In the entries below, find the line with "- add endpoint" and print exactly every line from there up to and including the line with "- add dummy", with no other lines.

==================================================

PR #8529, opened 2024-12-28
Add endpoint capability to lock type

Zitrium31:
Purpose of this change:
- add endpoint capability to lock in `fromZigbee` converter and `modernExtend` lock function
- add pincode capability for LOCK, UNLOCK, TOGGLE _state_ commands in `toZigbee lock` set converter
- add dummy garage door and lock  'GADOLOCK' device in `custom_devices_diy` definitions for test purpose. This device is made of  several endpoints using state key in `toZigbee` converter : onOff, windowCovering, lock
- fix proper toZigbee selection with device made of several endpoints using state key in `toZigbee` converter in _exposes access_ test

In short, this change supplements issue Koenkk/zigbee2mqtt#24352 for lock.

Note : A complementary PR will be submitted shortly in repo [Koenkk/zigbee2mqtt](https://github.com/Koenkk/zigbee2mqtt) to add endpoint support to lock type in lib/extension/homeassistant.ts :arrow_right: See PR https://github.com/Koenkk/zigbee2mqtt/pull/25359

:slightly_smiling_face: Thanks in advance for the review of this PR. Should you have any remark, please ask.

### DIFF
--- a/src/converters/toZigbee.ts
+++ b/src/converters/toZigbee.ts
@@ -332,8 +332,20 @@ const converters2 = {
     lock: {
         key: ['state'],
         convertSet: async (entity, key, value, meta) => {
-            utils.assertString(value, key);
-            await entity.command('closuresDoorLock', `${value.toLowerCase()}Door`, {pincodevalue: ''}, utils.getOptions(meta.mapped, entity));
+            // If no pin code is provided, value is a only string. Ex: "UNLOCK"
+            let state = utils.isString(value) ? value.toUpperCase() : null;
+            let pincode = '';
+            // If pin code is provided, value is an object including command and code. Ex: {command: "UNLOCK", code: "1234"}
+            if (utils.isObject(value)) {
+                if (value.code) {
+                    pincode = utils.isString(value.code) ? value.code : '';
+                }
+                if (value.command) {
+                    state = utils.isString(value.command) ? value.command.toUpperCase() : null;
+                }
+            }
+            utils.validateValue(state, ['LOCK', 'UNLOCK', 'TOGGLE']);
+            await entity.command('closuresDoorLock', `${state.toLowerCase()}Door`, {pincodevalue: pincode}, utils.getOptions(meta.mapped, entity));
         },
         convertGet: async (entity, key, meta) => {
             await entity.read('closuresDoorLock', ['lockState']);
--- a/src/converters/toZigbee.ts
+++ b/src/converters/toZigbee.ts
@@ -335,13 +335,13 @@ const converters2 = {
             // If no pin code is provided, value is a only string. Ex: "UNLOCK"
             let state = utils.isString(value) ? value.toUpperCase() : null;
             let pincode = '';
-            // If pin code is provided, value is an object including command and code. Ex: {command: "UNLOCK", code: "1234"}
+            // If pin code is provided, value is an object including new state and code. Ex: {state: "UNLOCK", code: "1234"}
             if (utils.isObject(value)) {
                 if (value.code) {
                     pincode = utils.isString(value.code) ? value.code : '';
                 }
-                if (value.command) {
-                    state = utils.isString(value.command) ? value.command.toUpperCase() : null;
+                if (value.state) {
+                    state = utils.isString(value.state) ? value.state.toUpperCase() : null;
                 }
             }
             utils.validateValue(state, ['LOCK', 'UNLOCK', 'TOGGLE']);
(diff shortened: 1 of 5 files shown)


src/devices/custom_devices_diy.ts
```diff
@@ -1193,6 +1195,18 @@ const definitions: DefinitionWithExtend[] = [
             }),
         ],
     },
+    {
+        zigbeeModel: ['GADOLOCK'],
+        model: 'GADOLOCK',
+        vendor: 'Custom devices (DiY)',
+        description: 'Garage door with lock',
```
Koenkk, line 1202: Are there any instructions available on how to build such lock? This is a requirement for custom devices to be integrated.

Zitrium31: Thank you for your review.

I have actually a similar DIY device at home that controls an existing garage door motor in addition to 4 electrical latches at each corners. This project is very specific and I have my own external definition. From this point of view, I can say there is no interrest to pollute zhc repo with such device.

I found no existing device made of such lock type with endpoints. Thus I felt it was valuable (ex: to avoid regression bug like issue https://github.com/Koenkk/zigbee2mqtt/issues/24352) to add this represantative `GADOLOCK` model to re-inforce regression test on such device made of several endpoints using state key in toZigbee converter : onOff, windowCovering, lock.

This being said, I understand without any problem that this approach does not fulfill zhc policy and this device can be removed from this PR without any problem. No matter for me 🙂

src/converters/toZigbee.ts
```diff
@@ -332,8 +332,20 @@ const converters2 = {
...
-            await entity.command('closuresDoorLock', `${value.toLowerCase()}Door`, {pincodevalue: ''}, utils.getOptions(meta.mapped, entity));
+            // If no pin code is provided, value is a only string. Ex: "UNLOCK"
+            let state = utils.isString(value) ? value.toUpperCase() : null;
+            let pincode = '';
+            // If pin code is provided, value is an object including command and code. Ex: {command: "UNLOCK", code: "1234"}
+            if (utils.isObject(value)) {
+                if (value.code) {
+                    pincode = utils.isString(value.code) ? value.code : '';
+                }
+                if (value.command) {
```
Koenkk, line 343:
```suggestion
                if (value.state) {
```

I think this is more consistent

src/devices/custom_devices_diy.ts
Koenkk: Yes please remove the device from this PR

test/index.test.js
```diff
@@ -441,7 +441,9 @@ describe('index.js', () => {
                     property = expose.property.slice(0, (expose.endpoint.length + 1) * -1);
                 }
 
-                const toZigbee = device.toZigbee.find((item) => item.key.includes(property));
+                const toZigbee = device.toZigbee.find(
```
Koenkk, line 444: Why was this change needed?

src/devices/custom_devices_diy.ts
Zitrium31: This is understood : I gonna remove this phantom device.

src/converters/toZigbee.ts
Zitrium31: Now I see your suggestion, I fully agree it is more consistent with a key named `state`. I will update that too.

test/index.test.js
Zitrium31: This change has the same purpose as the one we did here : https://github.com/Koenkk/zigbee2mqtt/blame/bc6eccf6152c4cd91e75309f7ea0b8ad4e8835d4/lib/extension/publish.ts#L263

Let's take an example : If you have for instance a device made of a winndowClosures cluster (Ex: A garage door) and a onOff cluster (Ex: A garage light), then you have here a mix up between toZigbee converter because `find` function stops at the first key `state` found if we don't use the additional endpoint criteria. This is also explained in issue https://github.com/Koenkk/zigbee2mqtt/issues/24352.

Today, with the removal of my `GADOLOCK` device, no false positive error will be triggered (even with all others thousand devices! ).

I hope I am clear enough. Please advise if you prefer keep this change preventively or remove it because considered not relevant. At my level (a simple z2m user), I will simply follow your recommendation 🙂

src/devices/custom_devices_diy.ts
Zitrium31: Done

src/converters/toZigbee.ts
Zitrium31: Done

==================================================

Result below →
- add endpoint capability to lock in `fromZigbee` converter and `modernExtend` lock function
- add pincode capability for LOCK, UNLOCK, TOGGLE _state_ commands in `toZigbee lock` set converter
- add dummy garage door and lock  'GADOLOCK' device in `custom_devices_diy` definitions for test purpose. This device is made of  several endpoints using state key in `toZigbee` converter : onOff, windowCovering, lock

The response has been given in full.